"So, what's it like being a parent to a child with Asperger syndrome? How do you cope?" If you're wanting to read an article that tells you how difficult it is, or how I wish my child was "normal", then this is not the article for you. Move along.
I'll begin at the beginning. I always knew my son was different. I had no experience to base this on, but I knew all the same. As a baby there was no burbling, gurgling or any of that cute stuff that babies are supposed to do. He bucked like a raging bronco when held. He had no real interest in toys as play things other than lining them up. He would run between two points until he had satisfied the impulse to run. Nothing and no one could stop this. We simply weren't in the same world at that precise moment. He would fasten and unfasten velcro straps and get angry with himself for not being able to stop. He asked the same question over and over and over again and just to be sure he'd ask again. He knew the answer. He simply found comfort in the repetition and predictability of it all. He was a happy, smiling and energetic boy. Good as gold. He hated getting upset. Didn't like the feeling of tears in his eyes. Screamed for tissues until they were all wiped away. He didn't play with other children. He played alongside them, or tried to, but mainly he stood back and watched. He struggled to play "pretend" games. Didn't get the point. Got annoyed when people pretended that objects were something else. Life was black or white. There was no room for grey. He liked puzzles. Jigsaws. Chess. Music. He would play CDs. Stack them. Unstack them. Stack them some more. Memorise the artwork. Learn the track listings. He had an amazing memory. Photographic some would say. He would talk at length about his special interest to anybody who would listen. It was all he would talk about.
What we came to realise was that he was on the autistic spectrum. He was given a label of "Autism" at 3 years old and a year later the label changed to "Asperger syndrome". The label has helped me to access support at school. It allows me to explain his needs to those who need to know. I was relieved to have it and I'm not ashamed to admit that I wept when first given the news over the telephone. I wasn't weeping for my son, but selfishly for myself. For the child I would never have, or, rather the *idea* of a child I would never have. It was the finality. No more wondering. Those days were behind us. I quickly took a hold of myself. I've never been one to wallow. I'm glass half full all the way. So what if I didn't have the child that conformed to all the parent manuals? What I did have was a happy, healthy child who needed love and support. My child. The child I fell infinitely in love with when his eyes met mine for the first time. That hadn't changed. He hadn't changed. A label would not make a difference to the person he was, or to the mum I am.

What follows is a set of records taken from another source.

PR #1193, opened 2024-01-15
added basic button to rename and submit and shows toast if name exists

### LINKED ISSUE #972: Add prompt for duplicate policy names
When a user names a policy with a name that already exists, we should prompt them with two options:

* Choose a different name
* Un-name the old one (revert to Policy #X) and keep the current name

### LINKED ISSUE #1190: Create some sort of "rename" button that becomes "submit"
This should likely be built into #972. At the moment, it is not at all clear that a user can rename a policy. The app should make this clear by adding a button that defaults to something like "rename" as its text, but on click, allows the user to change the name and changes its text to something like "submit." This would then on click utilize basically the same handling logic that we currently have for renaming on blur and Enter keydown

dotslashbit:
## Description

- fixes #972 
- fixes #1190 

## Changes

Please describe the changes in detail.

## Screenshots

Please include concise visuals (videos, screenshots, etc.) demonstrating the code in action and the impact of changes. Many on the team use a free tool called [Loom](https://www.loom.com/) to capture and share short clips, but feel free to utilize any tool you'd like. Screenshots of the code itself can also be helpful, but are usually not necessary.

## Tests

### DIFF
--- a/src/api/parameters.js
+++ b/src/api/parameters.js
@@ -146,12 +146,14 @@ export function getNewPolicyId(countryId, newPolicyData, newPolicyLabel) {
   if (newPolicyLabel) {
     submission.label = newPolicyLabel;
   }
+  console.log("submission", submission);
   return countryApiCall(countryId, "/policy", submission, "POST")
     .then((response) => response.json())
     .then((data) => {
       if (data.status === "error") {
         return data;
       }
+      console.log("from server", data);
       return data.result.policy_id;
     });
 }
--- a/src/pages/policy/PolicySearch.jsx
+++ b/src/pages/policy/PolicySearch.jsx
@@ -1,10 +1,12 @@
-import { AutoComplete } from "antd";
+import { AutoComplete, message } from "antd";
 import { useEffect, useState } from "react";
 import { useSearchParams } from "react-router-dom";
 import { copySearchParams, countryApiCall } from "../../api/call";
 
 export default function PolicySearch(props) {
   const { metadata, target, policy, width, onSelect } = props;
+  const [isRenaming, setIsRenaming] = useState(false);
+  const [newName, setNewName] = useState("");
   const [searchParams, setSearchParams] = useSearchParams();
   const defaultId = searchParams.get(target);
   let defaultLabel = policy[target].label || `Policy #${defaultId}`;
@@ -20,6 +22,19 @@ export default function PolicySearch(props) {
   useEffect(() => {
     setValue(defaultLabel);
   }, [defaultLabel]);
+
+  const onRenameSubmit = () => {
+    countryApiCall(metadata.countryId, `/policies?query=${newName}`)
+      .then((data) => data.json())
+      .then((data) => {
+        if (data.result.length > 0) {
+          message.error("Policy name already exists");
+        } else {
+          // Handle the case where the policy name does not exist
+          // This could involve making another API call to rename the policy
+        }
+      });
+  };
 
   // The search should query the API, but limited to one request every 1000ms.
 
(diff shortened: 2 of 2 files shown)


dotslashbit:
@anth-volk While working a solution for the issue, I added a submit button that whenever a user hits that button, first it'll check if there's a policy name exists or not, if yes then show a error toast else use the same logic as PolicyNamer component.
But I think PolicyNamer doesn't work.

Current state of this PR:
Its correctly detecting if a policy exists or not and if it exists it shows a toast as Policy name already exists

My Query:
Am I right about PolicyNamer not working properly (on localhost)?

dotslashbit:
@anth-volk I may be wrong, but I think the api endpoint to submit a new policy isn't working properly. If I'm wrong or I'm using the wrong API end-point, then please let me know, thanks

dotslashbit:
@anth-volk Sorry if I'm asking and pinging too many times, but I noticed that the current implementation to rename the policy is updating the database and after that if I go to my localhost and try to rename the policy to that exact same name, then its detecting that the policy name already exists.

dotslashbit:
@anth-volk there are still changes to be made for UI. Currently my changes are showing users the prompt is there's a policy name already exists and if not it lets them create the policy with the name.
But if the user tries to rename the Policy right after the first rename, then its not working. I think you have also reported an issue regarding this.
If you can link the issue here, that would be great as I think I have to solve that issue too in this PR.

anth-volk:
@dotslashbit I should have some time late today to look into this, thanks for flagging it. I'll see what I can find.

anth-volk:
Alright, I think I figured out what's going on here. At the moment, on the live app, when a user first creates a policy, one POST request is fired to the `/policy` endpoint, creating a record with an empty `label` value and an ID number. When a user first renames their policy, the app works half-correctly. If you check out the `set_policy` endpoint [here](https://github.com/PolicyEngine/policyengine-api/blob/master/policyengine_api/endpoints/policy.py), you'll see why this is: if a new request is made and a record with the `policy_hash` and `policy_id` already exist, then the app attempts to either pull the existing label or add the new one to the overall data structure (I'll come back to that in a moment). It then creates a new record with all the same information, then updates that information (perhaps that creates the weird duplicate record we're seeing?).

However, if the user attempts to change the name another time, this outright fails, as that label pull that I mentioned before finds that the record has an existing label, so just tosses the new one out.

I have never used the label as a name tag to define my son, nor am I a glory hunter who decided that Aspergers was the latest fashion accessory to have dah-ling. I'm neither ashamed of it nor do I "accept" it. My son is a unique human being, just like you. His Aspergers is no different than the other things that make him who he is. To suggest that I accept his diagnosis implies that I merely tolerate that part of him, when in fact I embrace it because it's the very essence of *him*. It cannot be isolated and removed and nor should it be. To deny my son's Aspergers is to deny who he is, but to place it on a pedestal above everything else, and focus only on this, would be a massive disservice to him and I want no part of that. I place no limitations on what my son will be able to achieve, regardless of what the care instructions on the label say. Everyone is unique. Yes there will be difficulties, and I will neither create nor allow barriers to get in the way. We adapt. We learn. We show others that people are more than just a label. I don't want my son to become a self fulfilling prophecy. I don't want him to act a certain way because the label demands it. I don't want the focus of others to be solely on what he can't do whilst ignoring his strengths. It's a balance and so far I feel I've got it right. My son is thriving at school. I couldn't be prouder.
So, back to the question at the start. I am no different to any other mum. I am simply a mum whose child happens to have Aspergers. He also happens to have green eyes but I don't introduce myself as a mum to a child with green eyes, nor do I think I'm different to the mum of the child who has blue eyes. The mum I am is simply the only version I know how to be. I love my son unconditionally. I love his whole character, everything that makes him who he is, including but not limited to his Aspergers. So, you see, we really are no different. Except maybe, just maybe, I have more of a love/hate relationship with Velcro than you do?!